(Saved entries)
_ _ _
PR #227, opened 2020-03-20
Fix virtualization config context

JerradGit:
I noticed that the config_context field type was different between the device and virtualization models.

VM was
<class ‘pynetbox.core.response.Record’>

Device was
<class ‘dict’>


zachmoody:
Nice, thanks!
_ _ _
YOUR OBJECTIVE: Please tally the lines above that contain "class" and report nothing but the total.

REPLY TO THE TASK: 2